Министр земледелия ещё продолжал делиться с печатью: да, все надежды возлагает только на общественную самодеятельность… На местах уже осознали и приступили к ликвидации доставшегося нам тяжёлого наследия… Продолжал искренне так говорить – но сам уже начинал и разочаровываться: воззвания воззваниями, но только государственные меры могли по-настоящему решить дело.

Неделю назад его коробила разосланная Продовольственной комиссией телеграмма, дававшая право реквизировать хлеб у всех, чья запашка больше 50 десятин. А позавчера Шингарёв созрел – и телеграфировал по всей России циркулярно: всем уполномоченным по закупке хлеба для армии – эту реквизицию привести в исполнение немедленно, платя по твёрдым ценам. Он не только не отменил ту телеграмму – он усилил её!

О, если б на насильственную реквизицию хлеба решилось царское правительство – кадеты первые бы уничтожили его в Думе. Но сейчас, когда власть перешла в руки народа, а Думы как бы совсем не стало, – теперь революционная власть, не боясь нареканий парламента, могла декретировать хоть и эту меру, хоть и бóльшую: создать по всем губерниям и уездам энергичные хлебные комитеты – для добывания, вытягивания хлеба из русской глуби.

Теперь, вблизи, присматривался Шингарёв к деятельности своего предшественника Риттиха – и начинал сознавать, что тот делал на своём месте, пожалуй, наилучшее, что только мог. Разбираясь в кипах министерских бумаг, разглядывал теперь Шингарёв, что не в царском наследии было дело.
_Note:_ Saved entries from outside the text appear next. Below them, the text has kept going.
PR #62641, opened 2024-06-18
WP 6.6 Beta 3 🍒

ellatrix:
## What?

Backporting all PRs with the "Backport to WP Beta/RC" label.

https://make.wordpress.org/core/handbook/about/release-cycle/block-editor-release-process-for-major-releases/#cherry-picking-prs

PR #62578, opened 2024-06-14
Global Styles: Don't apply the background and text colors to typography previews

scruffian:
## What?
Fix #61217. Alternative to #61898. 

Removes all style rules from color and typography variation previews, except the for the property that is in the preset.

## Why?
The typography presets only change typography styles so it makes sense to keep these preview clear of any other settings.

## How?
Pass the property that we are previewing to the variation component as a prop. If present we use this prop to filter out only this style so it can be used in the preview.

## Testing Instructions
1. Open the site editor
2. Open the Styles section in preview mode
3. Check that the typography previews don't have background colors
4. Open Global Styles > Typography
5. Check that the typography previews don't have background colors

### Testing Instructions for Keyboard
This is a visual change.

## Screenshots or screencast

В этом самом кабинете работавший Риттих (к счастью – ушедший от ареста, иначе это невыносимо мучило бы сейчас Шингарёва) – как бы оставил ему тут, в воздухе, и наилучшие советы. И Андрей Иванович начинал увлекаться тою системой, с которой так недавно боролся.

Как недавно, две недели назад, восклицал Шингарёв в Думе: политика мешает Риттиху делать священное дело продовольствия. «Неосторожно, господин министр!» Но сейчас именно политикой – революционной – была переплетена и перемешана вся хлебная работа Шингарёва. Как недавно высмеивал в Думе Шингарёв риттиховскую идею развёрстки, активного призыва населения к добровольным поставкам, – а идея-то была правильная. До Риттиха, с августа по декабрь, смогли купить только 90 миллионов пудов, а за декабрь-январь Риттих умудрился купить 160 миллионов, за что Милюков разносил его в Думе, а сейчас города и армия только этим и переживали зиму. А сейчас – о если бы, если бы поступление хлеба было февральское риттиховское, которое кадеты в Думе назвали катастрофическим, – о если бы оно, мы пережили бы весну! Но доходили сейчас вагоны хлеба, заготовленные при Риттихе, – а новые никак не заготовлялись, несмотря на весь революционный подъём.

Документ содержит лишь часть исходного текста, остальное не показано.